The extension of the freeway from Fairview Drive to U.S. Highway 50 and South Carson Street could open June 1.
That’s the target, said Mayor Bob Crowell during the Wednesday meeting of the Regional Transportation Commission.
Sondra Rosenberg, the RTC representative from the Nevada Department of Transportation, said construction completion depends on the winter weather but a summer 2017 opening of the bypass is the goal.
The construction includes paving, landscaping, sound walls and a four-legged at-grade signalized intersection at Highway 50 and South Carson Street.
During the meeting, Crowell asked staff about the new stop sign installed on Mountain Street at Fleischmann Way after getting calls from citizens who were both in favor and opposed to it.
Patrick Pittenger, Carson City transportation manager, said he had received an increase in requests to solve a line-of-site problem there.
Parking is prohibited close to the intersection, but the medical offices there draw significant on-street parking, which blocks the view of drivers turning from Fleischmann Way onto the busier Mountain Street.
The new stop sign was installed two weeks ago, Pittenger said, and signage, including large message boards, were placed there to warn drivers of it.
Pittenger also updated the RTC on several ongoing projects.
The multi-use path running east and west of I-580 from Northridge Drive to Highway 50, then east of the freeway to Fifth Street, is 90 percent designed and will begin construction next year.

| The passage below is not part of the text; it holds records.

PR #5121, opened 2021-01-05
[ workflow, close #4589 ] Release nightly builds officially?

### LINKED ISSUE #4589: Release nightly builds

L-TChen:
This PR proposes to publish nightly builds officially via GitHub release. The release page will look like https://github.com/L-TChen/agda/releases/tag/nightly with a number of binaries attached with a commit message.

Regarding the configuration of these builds, 
* Given the diversity of linux distributions, the nightly build for Ubuntu is linked statically:
```
Agda-nightly/bin/agda: ELF 64-bit LSB executable, x86-64, version 1 (SYSV), statically linked, for GNU/Linux 3.2.0, BuildID[sha1]=fc77692b0621f801a0b5bff0ffd20736a2907949, stripped
```
  so no additional dynamic libraries are needed. In theory, it should be usable on most of Linux distributions. 
However, this build is not compiled with the flag `--enable-cluster-counting`, see https://github.com/4e6/text-icu-static-example for details.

A flashing yellow arrow to improve pedestrian safety is now being installed at Winnie Lane and Carson Street and another will go in at Roop and Robinson streets.
And the Maverik gas station at College Parkway and Research Way is now working on expanding for diesel pumps and trucks and is adding a traffic signal there in a $475,000 project being funded jointly by the gas station operator and the city.
The signal is expected to be completed by the end of the month.
The RTC approved a 90-day contract extension for a broker who gets the city reimbursements for Medicaid recipients who ride the Jump Around Carson Assist transit system.
A three-year contract ends this year but the city is using a new vendor and wants to ensure its being reimbursed properly before committing to another long-term contract.
The RTC also approved revisions to the snow removal map, which made minor changes including the addition of Racetrack Road at the Schulz Ranch residential development.
RTC member Mark Kimbrough said Carson City recently received several awards from NDOT’s Nevada Bicycle & Pedestrian Advisory Board.
Cortney Bloomer, who coordinates Carson City’s Safe Routes to School program, which helps students learn the skills to bike and walk to school safely, also took home an award, said Kimbrough.